▶ [THE TASK] Print the lines that run from the line with "PR #18473, opened 2026-04-10" to the line with "### Dead code removal", keeping both end lines, exactly as they appear in the entries below, and nothing else.

▶ [SUPPLIED DATA]
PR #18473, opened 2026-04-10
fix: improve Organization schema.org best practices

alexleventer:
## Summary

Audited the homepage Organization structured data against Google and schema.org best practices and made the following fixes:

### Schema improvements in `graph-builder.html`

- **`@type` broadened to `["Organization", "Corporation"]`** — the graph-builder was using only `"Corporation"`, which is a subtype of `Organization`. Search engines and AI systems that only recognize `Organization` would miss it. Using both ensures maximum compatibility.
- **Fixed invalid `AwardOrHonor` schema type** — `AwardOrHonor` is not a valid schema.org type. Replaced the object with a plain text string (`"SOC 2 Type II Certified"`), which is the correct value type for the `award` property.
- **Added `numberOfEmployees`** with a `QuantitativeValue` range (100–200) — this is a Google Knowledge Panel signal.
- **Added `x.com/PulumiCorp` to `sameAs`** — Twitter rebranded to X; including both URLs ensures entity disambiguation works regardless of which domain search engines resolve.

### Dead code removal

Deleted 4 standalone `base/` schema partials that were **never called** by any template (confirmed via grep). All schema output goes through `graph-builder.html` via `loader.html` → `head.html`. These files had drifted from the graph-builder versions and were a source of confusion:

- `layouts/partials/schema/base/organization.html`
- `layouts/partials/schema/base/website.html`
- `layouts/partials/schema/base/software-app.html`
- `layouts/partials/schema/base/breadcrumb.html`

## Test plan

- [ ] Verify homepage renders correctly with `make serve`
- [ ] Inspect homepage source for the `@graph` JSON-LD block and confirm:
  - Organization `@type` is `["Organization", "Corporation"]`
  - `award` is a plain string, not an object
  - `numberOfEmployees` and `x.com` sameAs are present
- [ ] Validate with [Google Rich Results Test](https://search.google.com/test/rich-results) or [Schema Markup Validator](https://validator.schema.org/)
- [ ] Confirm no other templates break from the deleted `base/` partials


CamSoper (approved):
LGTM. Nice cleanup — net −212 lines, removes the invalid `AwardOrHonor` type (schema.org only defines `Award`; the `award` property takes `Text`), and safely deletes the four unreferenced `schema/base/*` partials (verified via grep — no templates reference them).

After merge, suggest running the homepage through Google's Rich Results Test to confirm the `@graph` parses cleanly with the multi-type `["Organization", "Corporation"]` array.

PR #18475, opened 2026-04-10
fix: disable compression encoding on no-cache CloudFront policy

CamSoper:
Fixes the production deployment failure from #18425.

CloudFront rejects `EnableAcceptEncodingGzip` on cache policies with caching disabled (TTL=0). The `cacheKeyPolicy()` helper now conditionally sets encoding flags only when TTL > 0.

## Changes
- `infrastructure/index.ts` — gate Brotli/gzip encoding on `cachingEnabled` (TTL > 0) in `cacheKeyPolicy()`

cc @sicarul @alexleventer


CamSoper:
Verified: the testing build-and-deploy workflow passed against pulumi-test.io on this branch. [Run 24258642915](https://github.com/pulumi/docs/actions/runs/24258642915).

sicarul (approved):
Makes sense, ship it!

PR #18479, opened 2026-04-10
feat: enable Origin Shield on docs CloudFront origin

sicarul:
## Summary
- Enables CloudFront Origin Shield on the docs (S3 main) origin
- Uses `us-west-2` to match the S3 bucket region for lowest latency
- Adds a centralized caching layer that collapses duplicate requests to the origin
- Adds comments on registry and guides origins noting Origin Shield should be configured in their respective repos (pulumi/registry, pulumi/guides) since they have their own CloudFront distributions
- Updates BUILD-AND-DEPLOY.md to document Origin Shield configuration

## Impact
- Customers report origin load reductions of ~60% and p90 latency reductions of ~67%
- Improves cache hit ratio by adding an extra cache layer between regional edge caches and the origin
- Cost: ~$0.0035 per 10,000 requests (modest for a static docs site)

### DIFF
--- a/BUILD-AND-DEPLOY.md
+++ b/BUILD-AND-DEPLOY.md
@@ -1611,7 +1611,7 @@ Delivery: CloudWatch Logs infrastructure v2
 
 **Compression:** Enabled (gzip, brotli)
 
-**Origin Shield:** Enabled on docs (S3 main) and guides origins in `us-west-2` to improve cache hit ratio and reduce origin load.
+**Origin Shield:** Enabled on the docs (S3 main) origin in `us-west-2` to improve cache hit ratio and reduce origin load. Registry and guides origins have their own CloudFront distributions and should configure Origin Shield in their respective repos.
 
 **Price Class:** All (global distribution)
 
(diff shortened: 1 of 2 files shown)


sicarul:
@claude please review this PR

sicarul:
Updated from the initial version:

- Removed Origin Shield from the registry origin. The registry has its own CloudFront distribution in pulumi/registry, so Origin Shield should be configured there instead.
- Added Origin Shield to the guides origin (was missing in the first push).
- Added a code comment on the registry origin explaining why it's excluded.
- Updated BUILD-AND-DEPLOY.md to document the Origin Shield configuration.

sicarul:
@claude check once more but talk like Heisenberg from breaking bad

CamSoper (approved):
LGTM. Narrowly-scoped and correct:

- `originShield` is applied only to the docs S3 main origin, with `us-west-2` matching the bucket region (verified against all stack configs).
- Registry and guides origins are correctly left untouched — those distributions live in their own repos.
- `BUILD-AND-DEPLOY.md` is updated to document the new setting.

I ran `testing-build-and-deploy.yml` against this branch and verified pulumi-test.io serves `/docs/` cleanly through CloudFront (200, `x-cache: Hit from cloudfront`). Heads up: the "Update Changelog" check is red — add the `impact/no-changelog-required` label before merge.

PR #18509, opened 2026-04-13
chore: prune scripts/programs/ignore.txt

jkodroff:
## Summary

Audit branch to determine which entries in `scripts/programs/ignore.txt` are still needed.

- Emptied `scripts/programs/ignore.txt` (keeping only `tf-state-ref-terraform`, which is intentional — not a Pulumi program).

==

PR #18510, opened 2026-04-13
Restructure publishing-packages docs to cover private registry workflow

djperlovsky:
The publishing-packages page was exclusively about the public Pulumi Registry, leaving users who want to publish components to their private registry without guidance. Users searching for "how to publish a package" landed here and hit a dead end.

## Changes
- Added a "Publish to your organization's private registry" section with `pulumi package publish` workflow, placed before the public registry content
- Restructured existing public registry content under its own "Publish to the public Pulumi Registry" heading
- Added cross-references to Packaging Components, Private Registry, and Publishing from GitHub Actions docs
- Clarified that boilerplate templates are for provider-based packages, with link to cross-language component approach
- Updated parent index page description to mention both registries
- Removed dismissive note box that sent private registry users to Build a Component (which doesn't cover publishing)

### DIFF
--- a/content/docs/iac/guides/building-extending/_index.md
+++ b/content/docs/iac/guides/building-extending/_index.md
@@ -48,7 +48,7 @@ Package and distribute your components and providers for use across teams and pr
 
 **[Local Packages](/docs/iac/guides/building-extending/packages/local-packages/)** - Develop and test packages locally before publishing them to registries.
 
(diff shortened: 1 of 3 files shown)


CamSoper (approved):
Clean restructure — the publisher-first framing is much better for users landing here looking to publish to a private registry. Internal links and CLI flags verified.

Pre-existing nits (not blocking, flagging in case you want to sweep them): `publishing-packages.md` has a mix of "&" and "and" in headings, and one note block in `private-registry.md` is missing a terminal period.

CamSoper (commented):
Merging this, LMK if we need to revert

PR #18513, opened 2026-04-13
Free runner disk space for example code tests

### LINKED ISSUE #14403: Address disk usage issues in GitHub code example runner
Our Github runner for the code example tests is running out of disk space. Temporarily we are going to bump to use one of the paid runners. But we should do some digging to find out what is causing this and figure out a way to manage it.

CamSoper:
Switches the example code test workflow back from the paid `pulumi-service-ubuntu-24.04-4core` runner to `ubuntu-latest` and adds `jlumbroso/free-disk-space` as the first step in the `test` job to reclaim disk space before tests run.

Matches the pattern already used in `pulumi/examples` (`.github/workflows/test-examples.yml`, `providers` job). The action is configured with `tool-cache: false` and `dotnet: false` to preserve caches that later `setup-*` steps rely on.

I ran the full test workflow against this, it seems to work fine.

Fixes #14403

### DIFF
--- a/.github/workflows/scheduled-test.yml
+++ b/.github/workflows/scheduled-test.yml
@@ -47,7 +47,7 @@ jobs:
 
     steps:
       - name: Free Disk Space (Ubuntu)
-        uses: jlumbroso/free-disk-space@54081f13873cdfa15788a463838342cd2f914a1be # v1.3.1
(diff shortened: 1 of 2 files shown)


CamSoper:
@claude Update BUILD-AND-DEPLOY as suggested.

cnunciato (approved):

▶ [ANSWER SECTION]
PR #18473, opened 2026-04-10
fix: improve Organization schema.org best practices

alexleventer:
## Summary

Audited the homepage Organization structured data against Google and schema.org best practices and made the following fixes:

### Schema improvements in `graph-builder.html`

- **`@type` broadened to `["Organization", "Corporation"]`** — the graph-builder was using only `"Corporation"`, which is a subtype of `Organization`. Search engines and AI systems that only recognize `Organization` would miss it. Using both ensures maximum compatibility.
- **Fixed invalid `AwardOrHonor` schema type** — `AwardOrHonor` is not a valid schema.org type. Replaced the object with a plain text string (`"SOC 2 Type II Certified"`), which is the correct value type for the `award` property.
- **Added `numberOfEmployees`** with a `QuantitativeValue` range (100–200) — this is a Google Knowledge Panel signal.
- **Added `x.com/PulumiCorp` to `sameAs`** — Twitter rebranded to X; including both URLs ensures entity disambiguation works regardless of which domain search engines resolve.

### Dead code removal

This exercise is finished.